As the people were filled with expectation, and all were questioning in their hearts concerning John, whether he might be the Messiah, John answered all of them by saying, ‘I baptize you with water; but one who is more powerful than I is coming; I am not worthy to untie the thong of his sandals. He will baptize you with the Holy Spirit and fire. His winnowing-fork is in his hand, to clear his threshing-floor and to gather the wheat into his granary; but the chaff he will burn with unquenchable fire.’
So, with many other exhortations, he proclaimed the good news to the people. (NRSV)
Once again we find John the Baptiser encouraging people to look to God in anticipation and hope. His is an advent calling if ever there was one: Prepare well for God is on the move.
In a time when celebrity seems to be the focus and direction of so many lives, the lack of ambition displayed by John may seem odd. Indeed to our western ears – and maybe to those of every age and culture – his action may require explanation: Why does John play himself down? Is he really beyond ambition? Would he not make a great Messiah?
In the eyes of many who listened there is no better option. He has filled them with expectation, confronted evil, turned hearts from selfishness, baptised into a new way of living. Surely even John could reason that good could come out of a messianic claim?
Our passage offers no evidence of John’s wrestling with the expectation of these followers. There is no scene of doubt or struggle with the temptation to power. It reads almost as if he is immune to all the hype.
Of course this does not mean that he was not tempted or even asked of God whether this role might be his. Perhaps all we know, and need to know, is that John found the strength to resist the expectation he nurtured being directed at himself. Whenever people asked for his messianic credentials he pointed to another. Indeed he seems to have a pre-prepared answer emphasising the vast gap between the ‘worth’ of himself and that of the one who is ‘coming’.
He knows of one who will be greater still.
I can not help wondering at how John arrived at such a position. Did he grow up hearing stories of the strange events surrounding his birth and that of his cousin? Did he ask his father, the high priest Zechariah, what it all meant? Did he learn of his future when his mother told of his pre-birth encounter with the ‘Holy Spirit’? Was there ever tension between his cousin Jesus and himself? Did his prepared answer emerge out of a now dead belief that he really was ‘The One’? Sometimes the greatest insights emerge painfully and slowly.

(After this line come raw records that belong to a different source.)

PR #623, opened 2016-09-25
add hostid to irc debug log

CohibAA:
add hostid to irc debug logging


AdamISZ:
Probably we can wrap up logging messages so this is done automatically, but no big deal, can be done when logging overall is improved.

PR #624, opened 2016-09-25
add agora-irc to config

CohibAA:
https://github.com/JoinMarket-Org/joinmarket/issues/619

### DIFF
--- a/joinmarket/configure.py
+++ b/joinmarket/configure.py
@@ -94,19 +94,19 @@ rpc_user = bitcoin
 rpc_password = password
 
 [MESSAGING]
-host = irc.cyberguerrilla.org
-channel = joinmarket-pit
-port = 6697
-usessl = true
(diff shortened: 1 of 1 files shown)


AdamISZ:
ACK from me, although the server op reserved his right to change his mind, which is the only reason I'm not super-enthusiastic about using agora, just that, since it works today, and since he in principle gave permission, I think on balance we should give it a go.

@chris-belcher @adlai thoughts? Or anyone else?

AdamISZ:
On the other hand, this is (kind of) what develop is for; so merging as-is, and let's see if anything crops up as the number of participants grows.

AlexCato:
Running with these last 3 commits from @CohibAA  for the last 24 hrs, agora-irc seems to work just fine! (in combination with Rizon and CgAn). No errors, but also no coinjoins to report though.

PR #627, opened 2016-09-27
Autopep8 yg-pe.py

WyseNynja:
I forked the "develop" branch and then ran `autopep8 -a -a -a -a -i yg-pe.py` and then removed imports that pyflakes told me were unused.


AdamISZ:
Merging, the import removal in particular is a good tidy up. As for more general formatting/standardising I feel like we should hold off on that, perhaps include it in a broader refactoring (in which case we should make sure to decide what standards we're following hopefully). Thanks again.

PR #630, opened 2016-10-09
Add different log levels

AlexCato:
Currently, this is only intended for users to better understand which log messages are relevant to them.
Change all log.debug() lines in every .py file to the appropriate log level (log.debu(), log.info(), log.warn() or log.error()).
No changes in any program logic. DEBUG also still default log level.


AlexCato:
Hm, theres more commits than expected. Closing and trying again soon.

Of course, it may not have happened this way. John may have witnessed a dramatic vision or had a life-changing dream. All we really know is that, in a power-grabbing world, John found the humility to point those who were attracted to his message to another.
Of course, even John could see the parallels. He made a successful mission of water baptism that the Messiah himself built on – baptising with both ‘the Holy Spirit and fire’. Jesus too will be contrivercial enough to be known as one who gathers and separates his harvest. They will both know the fury and wrath of the authorities. Each will lose his life.
Yes, there are strong similarities.
But despite this, from the outset John, and our author, Luke, would have us know that Jesus will take things to a whole new level. So much so that the ministry of John, while being honoured and remembered, will take a backseat. From here he will move through prison, doubt, and death.
But in the four accounts of the life of Jesus, John will forever live in the memory of the faithful as one who ‘proclaimed the good news to the people’.
An epitaph worthy of our gratitude, remembrance, and emulation.